The thermographic images of the icing process observed with an IR camera on the uncoated and coated copper samples can be seen in Figure 6 and Figure 7, respectively. The images are presented at surface temperatures of 10 °C, 5 °C, 0 °C, and −5 °C at the marker position (center of the samples). It can be observed that the icing process was non-uniform, and the samples exhibited some thermal gradient, with the edges of the samples cooling down faster compared to the center point. For instance, when the temperature at the center of the sample reached 5 °C for the uncoated sample (Figure 6b), the edges of the sample were already below 0 °C, at approximately −3.0 °C. However, for the purpose of attaining a better understanding, we assumed that the temperatures measured at the marker position represented the overall surface temperature of the sample. Nevertheless, it should be noted that such a thermal gradient may impact wave propagation, and ice formation may begin even if the temperature reading at the center of the sample is positive.
To verify whether the S1 mode propagated in the structure and arrived first at the sensor, the group velocity reconstruction approach described in Section 4 was implemented. An example of the signal propagating through the copper sample at room temperature is presented in Figure 8a. This signal was filtered using a Gaussian filter, with the center frequency of the filter varying from 0 to 5 MHz with an increment of 0.1 MHz, and the group velocity’s dependence on the frequency was reconstructed considering a fixed propagation distance. The experimentally reconstructed group velocity dispersion curves can be seen in Figure 8b. For better understanding, the group velocity dispersion curves calculated with the SAFE method on the 1.5 mm copper sample at room temperature, shown in Figure 1b, are overlaid on the B-scan image. The results clearly indicate the presence of the S1 mode at a 3 MHz·mm frequency with a group velocity of approximately 3150 m/s. A footprint of the S2 mode can also be observed, which exhibited a group velocity similar to the S1 mode. Similar results were observed in the coated sample; however, to avoid repetition, they were omitted.
The ice accretion on the surface of the sample was analyzed using the group velocity dependence of the S1 mode on the temperature. The dependencies obtained for the uncoated and coated samples are presented in Figure 9. To avoid the co-existing S2 mode, each signal was filtered with a Gaussian bandpass filter with a center frequency of 2.25 MHz and a bandwidth of 50% at a −6 dB level.
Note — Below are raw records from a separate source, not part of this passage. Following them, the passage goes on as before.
PR #386, opened 2021-07-13
Fix bug with editor/repl height

### LINKED ISSUE #384: resize with Bonnie menu open causes editor to start halfway down screen
To reproduce:

1. Open the Bonnie menu
2. Click and drag the middle bar between definitions/interactions windows to resize

The top of the editor and REPL are now positioned just below where the Bonnie menu ends. Resizing again with the menu closed causes them to return to normal.

asolove:
This addresses the issue raised in #384.

The minimal change here was to use `offsetHeight` instead of `scrollHeight` so we no longer count the height of the absolutely-positioned menu.

A major question I have is in what case this code is needed at all. Seems like the same goal could likely be met in CSS and I don't understand in what case the toolbar is larger than the CSS size and requires running this code dynamically on all scroll/resize events. If someone can explain that, I'd be happy to take a crack at a more-complete solution.

### DIFF
--- a/src/web/js/beforePyret.js
+++ b/src/web/js/beforePyret.js
@@ -723,7 +723,7 @@ $(function() {
   }
 
   function updateEditorHeight() {
-    var toolbarHeight = document.getElementById('topTierUl').scrollHeight;
+    var toolbarHeight = document.getElementById('topTierUl').offsetHeight;
     // gets bumped to 67 on initial resize perturbation, but actual value is indeed 40
     if (toolbarHeight < 80) toolbarHeight = 40;
     toolbarHeight += 'px';


schanzer:
Oh dear god yes!!

jpolitz:
@ds26gte do you have any more context/memory of the issue or how to reproduce why we needed this?

https://github.com/brownplt/code.pyret.org/commit/a365632a56f1659d1e7bb88624f08c67647fb2e8

blerner:
I vaguely recall that CodeMirror tends to not to like to extend to the full vertical height of its container, and occasionally Shenanigans must be employed to convince it to stay the height of the window -- I don't think a pure-CSS solution sufficed, and the CM state would become stale.  *If* I'm recalling that correctly, then this code makes sense and then flipping scrollHeight to offsetHeight makes sense as well...

jpolitz:
Merging because it's obviously a fix, so no reason to wait.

From the results, it can be observed that as the temperature decreased, the group velocity of the S1 mode initially increased due to changes in the elastic properties of the material, as demonstrated in Figure 3. However, when the surface temperature reached approximately 5 °C, the group velocity of the S1 mode began to decrease due to the formation of the ice layer, primarily around the edges of the sample, as shown in Figure 6 and Figure 7. As the temperature continued to decrease, the group velocity steadily decreased as a result of ice accretion. This confirms the general trends presented in Figure 4.
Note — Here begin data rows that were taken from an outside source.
Issue #382, opened 2021-06-28
Design a theme that is friendlier to color-blindness


blerner:
Now that we have theming support, it should be easier to manage this.  The distinctions between blues/purples, or purple/red, seem not to have been visible enough to some teachers.  I'll try to get some more feedback from teachers which ones they had the most trouble discerning.

Pinging @thomascastleman (for themes), @schanzer and @ds26gte (for accessibility)

schanzer:
Worth looping in @asolove as well, since I know this is something he's thinking about in his UI revamp.

thomascastleman:
Great--with the theming we have it should be relatively straightforward to create a new theme (just make a copy of [the template](https://github.com/brownplt/code.pyret.org/blob/horizon/src/web/css/themes/template.css) and choose new colors). 

We could also start from another theme already in use and work off of that, which might make more sense if only certain parts are in need of color changes.

blerner:
A suggestion was made by one teacher to rely more heavily on font changes, rather than solely color changes. For instance, our incomplete and complete string literals are distinguishable even with red/green color blindness, because they also change boldness. We should consider bold, italic, and possibly font-size changes as well.

Issue #326, opened 2020-03-25
Make definitions and interactions have a white background


schanzer:
Taking screenshots of REPL output for use in lesson plans is _painful_, because there's always a light gray background that needs to be scrubbed out. This is insanely inconvenient for anyone preparing lesson materials, slides, etc.

blerner:
I *really* don't want to do this -- the bright nearly-white is glaring enough, and I'd rather it were dimmer, honestly!  What I'd prefer, though, is if we supported two or three stylesheets (maybe available in the Bonnie menu), for "default", "dark mode", and "high-contrast / teacher mode", where the latter is best for projectors (with frequently crappy bulbs and low contrast) or for this use-case of screenshots.

shriram:
Doesn't the light grey background actually help, by making clear this is a
specialized context? Essentially like "quotation marks"?

>

schanzer:
No. The gray doesn't help. There's an implicit assumption among young people (and some old people!) that the absence of color is _white_. And while that is totally nuts, it's also both understandable and a constraint that Bootstrap has to live with (or devote lesson time to correcting).

I'll be honest - this tripped me up when I was writing a lesson yesterday. I had an outline circle that looked almost white in CPO, and I copy/pasted it into an image file with a white background. For a brief moment, I looked back at CPO to see if I'd accidentally made the image gray! And if it messed me up, it's likely to trip up teachers and students.

But my chief complaint isn't really that it's potentially confusing. It's just that it makes copy/pasting REPL output into usable slides kind of a nightmare. I like @blerner 's suggestion of multiple style sheets, but given that there are multiple issues left over from CSPdWeek _last year_ I'm concerned about making what would be a one-line CSS fix into a years-long engineering task to support multiple stylesheets.

jpolitz:
Can you give an example of a problematic screenshot? Is it that you want to pair expressions with output, so right clicking and saving the image doesn't work? I usually right-click and save as, which should have the right transparency for any background.

blerner:
I'm almost inclined to make this be a _new theme_, in line with the work on #329 #332 , which would allow us to customize things even further for "Screen sharing" mode: we could have punchier contrast in colors to avoid washed out projector displays, larger fonts, whatever ideas we want...

schanzer:
I'm happy with the theme work serving as a solution to this issue. Closing.

PR #390, opened 2021-08-09
Color blindness support

thomascastleman:
This begins to address #382 by extending themes to support control over font styling and other non-color aspects of the editor that can be used to create contrast where only color is being used currently. It may also address #326.

There are a few changes:
- I eliminated the distinction between the default theme (Ensign) and all the other themes--default was relying on certain styling in editor.css that was being overriden by all other themes. Now, all the themes truly are controlling the same styles and there's no need for special overrides.
- I added theme variables for controlling non-color font-styling on Pyret tokens (see [`src/web/css/themes/README.md`](https://github.com/thomascastleman/code.pyret.org/tree/color-blindness-support/src/web/css/themes) for more info), so we can now do things like make all types bold, etc.
- I added a new theme, High Contrast Light, which is a prototype of using these new features to make elements of the syntax highlighting/editor more visible to color-blindness/low contrast.

Here are some screenshots of the new high contrast theme to show what kinds of things can be styled with these changes:

high-contrast-code

high-contrast-checks

## Comparison 
The check block colors may seem like a striking difference but they were chosen to increase color contrast for various colorblindness types. See the below comparison (colorblindness simulated with the [Spectrum Chrome extension](https://chrome.google.com/webstore/detail/spectrum/ofclemegkcmilinpcimpjkfhjfgmhieb?hl=en)).

|                   | Ensign  | High Contrast Light |
|  ------------- | ------------- | ------------- |
| Protanopia |  ensign-protanopia | high-contrast-protanopia |
| Deuteranopia | ensign-deuteranopia | high-contrast-deuteranopia |
| Tritanopia | ensign-tritanopia  | high-contrast-tritanopia |

Ultimately this is a work in progress and these are just the first ideas I had. I wanted to get feedback given the new changes to themes that allow us to style more aspects of the editor. I think it can be hard to tell what kind of font changes would be helpful vs. distracting.


jpolitz:
Wow, this is terrific! I don't see a reason not to merge this sooner rather than later.

I could imagine finding a less Watermelon Sugar High palette that still works across the different constraints, but I don't know how to find it off the top of my head, and this is a real need.

shriram:
Ditto. This is amazing!

thomascastleman:
Good to hear! I've made a few updates:

- I changed the green color for check success into a light blue color which does an even better job of providing color contrast between the failing/erroring colors. If anyone is strongly opposed to using a blue for success, I could change it back but it really does a good job of contrasting:

|   | High Contrast Light (with blue) |
| ------------- | ------------- |
| Normal  | high-contrast-with-blue |
| Protanopia | protanopia  |
| Deuteranopia | deuteranopia |
| Tritanopia | tritanopia |

- I also added a High Contrast Dark theme, which applies many of the same contrasting colors and non-color font styling as High Contrast Light, but is a dark theme. Here are some samples:

  high-contrast-dark-definitions
  high-contrast-dark-interactions

  It uses the same blue color to provide good contrast in check block results.

Let me know what you think!

blerner:
I _think_ the white-on-pink text for "some tests in this block may not have run" might fall afoul of minimum contrast standards (because the background is too bright) -- worth double checking.  Actually, in most of those screenshots, the white text is hard to read, and black would be better.

Possibly-useful tip: Firefox's developer tools has an Accessibility tab that will let you simulate these color-deficiencies as well, and also will check for contrast issues.  Not sure if the Spectrum extension can do the latter, or if Chrome has contrast-checking tools for you to use...

thomascastleman:
Oh nice, I didn't know Firefox had that built-in--thanks! 

Using the Firefox checker for contrast issues, it didn't seem to flag any violations for the white-on-pink, but I agree it seems to be cutting it close. I changed both themes to use black text there and here's what it looks like under low-contrast simulation:

light-low-contrast

dark-low-contrast

thomascastleman:
@blerner @jpolitz I've made Ben's updates--is there anything else you all would like to see changed? If not, do you think it's ready to release with the summer update? Thanks!

blerner:
One more bit of feedback, from one of our color-vision-impaired teachers:
> I can easily distinguish almost all the colors in both themes. I like them a lot. The conditionals in the light theme (lines 8 and 9) are basically black to me. In the dark theme they look great. In the dark theme, the two floats at the end of line 31 look the same to me, but they look different in the light theme. Otherwise, I find all the colors much much more helpful. And I love the feedback table colors.

I clarified further: the exact-nums on lines 8,9 are a bit dark and read mostly as black, as compared to the roughnums on lines 30,31.  And the booleans on lines 8,9 are too dark a red and are seen mostly as black.  The request is to brighten up the red of the booleans, and to tweak the colors of numbers: exactnums should be blue `hsl(240, 100%, 39%)` (which is the current roughnum color), and roughnums should be `hsl(200, 80%, 40%)` (which is between roughnums' color and strings' color `hsl(164, 100%, 31%)`) -- I've confirmed with the teacher that those proposed colors are distinguishable from each other and from strings.

jpolitz:
Re: summer update – I think this will actually be nice to release separately. It's also low-risk (whereas the summer update was risky; lots of stuff affected).

It's also a nice, separate thing to announce on our road to better accessibility. So I think we can put this out at any time once we're satisfied (and we seem to be a commit or two away from that).

thomascastleman:
Sounds good, that makes sense.

@blerner Here are booleans adjusted to be brighter:

booleans

and the number color changes applied to the light theme:

nums-light

Are the number changes intended for the dark theme as well? Applying them yields quite dark exact nums which I find a bit hard to read against the background:

nums-dark

I can get something more readable by boosting the lightness on each to about 70%:

dark-nums-higher-lightness

and it still seems to maintain pretty good contrast.

thomascastleman:
If it would help, we could also add some non-color styling to rough-nums, like underline/italics/bold if that would help the distinction be unmissable.

blerner:
No, the teacher's comments were specifically about the light theme; the colors you originally had in the dark theme were pretty good.  I might separate the hues of the two original dark-theme number colors you'd had, making one of them greener like we just did with the light theme.

thomascastleman:
Here's the dark theme with a more green roughnum color:

nums-dark-separated

jpolitz:
LGTM!

blerner:
Can we lift this up to main and get it deployed?

jpolitz:
Wanted to note that this is on production now!

image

The overall changes observed in the S1 mode were relatively small, indicating around from 1.5 m/s to 3 m/s variations in the group velocity below 0 °C. To accurately account for such changes, the thermal expansion of the material must be taken into consideration. It is known that any material subjected to temperature fluctuations will undergo thermal expansion, resulting in modifications to its dimensions. In this study, the temperature ranged from 25 °C to −15 °C, potentially impacting the measurement results of the group velocity. To mitigate this effect, the linear thermal expansion of the copper samples was estimated according to the following equation:
L = α · L b · T ,
where α is the linear thermal expansion coefficient (1/°C), and T is the temperature change in °C. In this study, we used a 16.6 × 10−6/°C thermal expansion coefficient to describe copper. The obtained thermal expansion dependencies on the temperature revealed that the length of the samples decreased by approximately −0.03 mm per desired temperature range. Although the changes in the sample dimensions were negligible, they may contribute to a group velocity measurement error of up to 2 m/s, which is significant for early-stage ice detection. Therefore, the thermal expansion of the copper was taken into account in the reconstruction of the group velocity dependencies of the S1 mode on the temperature. The compensated group velocity dependencies are presented in Figure 10. The results in Figure 10 suggest that the slope of the group velocity decay changed. A linear approximation of the group velocity decay due to icing can be observed in Figure 11. It is apparent that the group velocity changes were more pronounced for the uncoated sample, suggesting faster ice accretion. On the other hand, surface coatings may alter the surface wetting conditions, and without measuring the actual thickness of the ice layer, it is impossible to conclude whether ice did not form on the coated surface at all. Nevertheless, the group velocity measurements show that the ice loading acted differently on the coated and uncoated samples.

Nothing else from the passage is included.